Gene therapy technologies (including gene editing) and genetically modified organisms face special operational and regulatory challenges for the conduct of clinical trials. This is particularly true for global trials that face a myriad of national approvals in addition to the regulatory agency and ethics committee approval. Recognizing the potential of gene therapies, regulators have implemented frameworks that support the development and approval these therapies for serious disease. With an increased emphasis on conducting global clinical trials the investigation of the diverse additional requirements becomes paramount for developing a time- and cost-effective regulatory strategy. Additionally, gene editing technology carries a concern of unethical use of the technology as was exemplified by the birth of the germline edited twins, Nana and Lulu in 2018. Germline editing has been prohibited by many jurisdictions and is often included in new frameworks that are being established for advanced therapies. The session will discuss case studies on various gene editing technologies including ongoing clinical trials and provide overview of sample national frameworks to support overcoming operational and regulatory development challenges. Session speakers offer their insights and experiences in tackling challenges at various stages of the development program from perspectives of various stakeholders (e.g. industry, regulators). What are the technologies involved and regulatory requirements how are they applied? What are the ethical considerations? What opportunities for interactions with the regulators were taken?

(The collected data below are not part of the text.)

PR #768, opened 2026-07-02
chore(geofence): acquire location without emitting analytics events

mrehan27:
## What

Let hosts use geofencing without emitting "CIO Location Update" analytics events or enriching identify context — geofencing acquires the location it needs through an internal, analytics-free path.

- New internal `LocationServices.requestLocationUpdateSilently()` (`@InternalCustomerIOApi`): one-shot fix that publishes `LocationAcquired` and updates `lastKnownLocation` only — no track event, no persistence, not added to identify context. Requires location permission, but fetches regardless of tracking mode (geofencing needs a fix even when tracking is OFF).
- `LocationTracker` location split into `trackedLocation` (analytics / identify / persisted) and `lastKnownLocation` (any source incl. silent; backs `getLastKnownLocation`).
- New `GeofenceLocationMode { AUTOMATIC (default), MANUAL }` config. AUTOMATIC self-acquires a silent fix on identify and app launch when none is available; MANUAL leaves it to the host.
- New public `ModuleGeofence.instance()` + `ModuleGeofence.refreshFromCurrentLocation()` — the host drives a refresh after granting location permission.
- Identify/launch refresh anchors at the current registration center (falling back to the location cache), so a refresh after background movement doesn't re-rank from a stale cached fix.

## Why

Customers who only want geofencing shouldn't be forced to emit location analytics. Routing geofence's location needs through an internal path decouples the two: geofence fixes never reach the analytics pipeline or identify context.

## Notes

- `GeofenceServicesImpl` stays module-free so the broadcast/boot cold-start path never touches modules (they aren't registered then, e.g. in wrappers).
- No public *location* API change (silent primitive + `getLastKnownLocation` are `@InternalCustomerIOApi`). Public *geofence* API adds the enum, the config setter, `instance()`, and `refreshFromCurrentLocation()`.
- Refresh runs on identify and app launch (not on every foreground — intentionally, to avoid churn when the app is switched to often); the registration-center anchoring matches iOS.
- iOS parity: mirrors iOS field split, GeofenceLocationMode, refreshFromCurrentLocation, module-free broadcast path, silent bypasses tracking-mode OFF.
- Sample app drives geofencing via `refreshFromCurrentLocation()` after a background permission grant.

## Linear

https://linear.app/customerio/issue/MBL-1978/route-geofence-location-updates-through-an-internal-api

---

> [!NOTE]
> **Medium Risk**
> Changes cross-module location handling, user sign-out/session boundaries, and geofence refresh anchoring—areas where subtle bugs could affect privacy or wrong-user geofence ranking, though behavior is covered by new tests.
> 
> **Overview**
> Enables **geofencing without location analytics** by routing geofence-driven fixes through an internal silent location path and expanding geofence configuration and host APIs.
> 
> The location module adds **`requestLocationUpdateSilently()`** (internal): one-shot GPS that updates **`lastKnownLocation`** and publishes **`LocationAcquired`** only—no CIO Location Update track, persistence, or identify enrichment—and can run when tracking mode is **OFF**. **`LocationTracker`** splits **tracked** vs **last-known** state so silent fixes never touch analytics.
> 
> Geofencing adds **`GeofenceLocationMode`** (**AUTOMATIC** default / **MANUAL**), **`ModuleGeofence.instance()`**, and **`refreshFromCurrentLocation()`** for host-driven refreshes after permission grants. **AUTOMATIC** silently acquires a fix on identify/launch when no anchor exists; **MANUAL** relies on the host. Identify/launch refreshes anchor on the **registration center** (fallback: location cache). **`GeofenceServices`** arms explicit refreshes, consumes one fix per request, and on sign-out clears pending refresh flags and the registration anchor synchronously to avoid cross-user leakage.
> 
> The sample app triggers **`refreshFromCurrentLocation()`** after background location is granted instead of **`requestLocationUpdate()`**.
> 
> <sup>Reviewed by [Cursor Bugbot](https://cursor.com/bugbot) for commit 8e2ad669783d1ac4a612984cd6df33609683da57. Bugbot is set up for automated code reviews on this repo. Configure [here](https://www.cursor.com/dashboard/bugbot).</sup>

### DIFF
--- a/geofence/src/main/kotlin/io/customer/geofence/GeofenceLocationMode.kt
+++ b/geofence/src/main/kotlin/io/customer/geofence/GeofenceLocationMode.kt
@@ -1,0 +1,13 @@
+package io.customer.geofence
+
+/**
+ * How the geofence module acquires the location it needs. Location acquired for
+ * geofencing is never sent to analytics.
+ */
+enum class GeofenceLocationMode {
+    /** The SDK acquires a fix itself when it needs one and none is available. Default. */
+    AUTOMATIC,
+
+    /** The host drives it via [ModuleGeofence.refreshFromCurrentLocation]. */
+    MANUAL
+}
--- a/geofence/api/geofence.api
+++ b/geofence/api/geofence.api
@@ -8,16 +8,28 @@ public final class io/customer/geofence/GeofenceBroadcastReceiver : android/cont
 	public fun onReceive (Landroid/content/Context;Landroid/content/Intent;)V
 }
 
+public final class io/customer/geofence/GeofenceLocationMode : java/lang/Enum {
+	public static final field AUTOMATIC Lio/customer/geofence/GeofenceLocationMode;
+	public static final field MANUAL Lio/customer/geofence/GeofenceLocationMode;
+	public static fun getEntries ()Lkotlin/enums/EnumEntries;
+	public static fun valueOf (Ljava/lang/String;)Lio/customer/geofence/GeofenceLocationMode;
+	public static fun values ()[Lio/customer/geofence/GeofenceLocationMode;
+}
+
 public final class io/customer/geofence/GeofenceModuleConfig : io/customer/sdk/core/module/CustomerIOModuleConfig {
+	public synthetic fun <init> (Lio/customer/geofence/GeofenceLocationMode;Lkotlin/jvm/internal/DefaultConstructorMarker;)V
+	public final fun getLocationMode ()Lio/customer/geofence/GeofenceLocationMode;
 }
 
 public final class io/customer/geofence/GeofenceModuleConfig$Builder : io/customer/sdk/core/module/CustomerIOModuleConfig$Builder {
 	public fun <init> ()V
 	public fun build ()Lio/customer/geofence/GeofenceModuleConfig;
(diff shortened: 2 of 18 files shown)


geofence/src/main/kotlin/io/customer/geofence/GeofenceLocationMode.kt
```diff
@@ -0,0 +1,13 @@
...
+ * How the geofence module acquires the location it needs. Location acquired for
+ * geofencing is never sent to analytics.
+ */
+enum class GeofenceLocationMode {
+    /** The SDK acquires a fix itself when it needs one and none is available. Default. */
+    AUTOMATIC,
+
+    /** The host drives it via [ModuleGeofence.refreshFromCurrentLocation]. */
+    MANUAL
+}
```
mahmoud-elmorabea, line 13: I am concerned that the combination of location mode + geofencing mode would be confusing .. can we try to fold 'em into a single mode that defines both behaviors?

mahmoud-elmorabea (approved):

geofence/src/main/kotlin/io/customer/geofence/GeofenceLocationMode.kt
mrehan27: Discussing on slack, will address in follow up PR if needed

Three industry experts will share their experience in developing therapies involving gene editing technologies addressing pitfalls, hurdles, successes and lessons learned. The audience will have ample time to ask questions and support the session by providing responses to polls throughout the session, discussing their experience during the final panel discussion/Q&A.
Describe the regulatory, development and ethical challenges associated with gene editing technologies.
Explain the regulatory considerations for global clinical trials and ethical considerations/restrictions in various jurisdictions.
Identify regulatory support options to optimize development plans for time and cost savings.